Pemakaian energi bersih dan terbarukan menjadi perhatian global semenjak disepakatinya Perjanjian Paris 2015. Indonesia menjadi salah satu negara yang turut menandatangani kesepakatan tersebut. Berdasarkan perjanjian itu, seluruh negara bersepakat untuk menahan laju kenaikan suhu global di bawah 2 derajat celsius.

Bahan bakar kotor, tetapi berharga murah, cenderung lebih dipilih ketimbang bahan bakar yang lebih bersih, tapi mahal.

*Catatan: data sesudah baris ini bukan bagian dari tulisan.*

PR #818, opened 2020-08-25
Output and terminate properly from subprocess

kenoir:
Output the result of `make` so we can see what's going on!

### DIFF
--- a/.buildkite/scripts/commands.py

Baca juga : Skema Pajak dan Insentif Percepat Pengembangan Kendaraan Listrik

Indonesia menindaklanjuti perjanjian tersebut dengan menerbitkan Undang-Undang Nomor 16 Tahun 2016 tentang Pengesahan Persetujuan Paris atas Konvensi Kerangka Kerja PBB mengenai Perubahan Iklim. Dengan kemampuan sendiri, Indonesia berambisi menurunkan emisi gas rumah kaca sebesar 29 persen dan sebesar 41 persen apabila didukung dunia internasional pada 2030.

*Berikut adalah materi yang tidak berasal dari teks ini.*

PR #824, opened 2020-08-27
Search image identifiers in works search

jamieparkinson:


api/api/src/test/scala/uk/ac/wellcome/platform/api/elasticsearch/WorksQueryTest.scala
```diff
@@ -153,6 +155,50 @@ class WorksQueryTest
...
+        )
+
+        val query = "sourceIdentifier123"
+
+        insertIntoElasticsearch(index, work, workNotMatching)
+
+        assertResultsMatchForAllowedQueryTypes(index, query, List(work))
+      }
+    }
+
```
jamieparkinson, line 201: No test for `images.otherIdentifiers` because there is no way in which it can become populated at the moment - I left it in the query for consistency with other fields / in case it does become populated

jamesgorrie (approved):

Perangkat aturan yang mendukung pencegahan perubahan iklim di Indonesia salah satunya adalah Peraturan Pemerintah Nomor 79 Tahun 2014 tentang Kebijakan Energi Nasional. Aturan ini menetapkan bauran energi primer pada 2025 yang terdiri dari batubara dengan porsi sebesar 30 persen; energi baru dan terbarukan 23 persen; minyak bumi 25 persen; dan gas bumi 22 persen. Adapun pada target bauran di 2050, porsi batubara diturunkan menjadi 25 persen; energi baru dan terbarukan naik menjadi 31 persen; minyak bumi turun menjadi 20 persen; dan gas bumi naik menjadi 24 persen.

Sampai tahun 2020, energi baru dan terbarukan dalam bauran energi nasional baru mencapai 10,9 persen. Masih ada kekurangan lebih dari 22 persen hingga 2025. Indonesia sebenarnya punya peluang besar lantaran potensi sumber energi terbarukan mencapai 410.000 megawatt. Sementara pemanfaatannya sampai 2020 baru 10.476 megawatt atau sekitar 2,5 persen dari total potensi yang ada.

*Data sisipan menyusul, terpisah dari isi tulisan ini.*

PR #827, opened 2020-08-27
partOf should contain nested ancestors

warrd:
## Issue

## Description

The `partOf` field currently incorrectly contains an array of all ancestors, but should contain only direct parents, with early ancestors nested within.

Sejumlah program yang dijalankan pemerintah untuk mengoptimalkan sumber energi bersih adalah pencampuran biodiesel dengan solar (B-30); co-firing pada pembangkit listrik tenaga uap (PLTU) dengan mencampurkan biomassa dan batubara; pembangunan pembangkit listrik tenaga surya (PLTS), baik skala besar atau pada atap bangunan; konversi pembangkit listrik tenaga diesel (PLTD) dengan gas atau energi terbarukan; pengembangan kendaraan listrik; serta pemanfaatan kompor listrik di skala rumah tangga.

Apabila harga kendaraan listrik dengan nilai pajak lebih rendah dari kendaraan berbahan bakar minyak, tentu harganya akan lebih murah.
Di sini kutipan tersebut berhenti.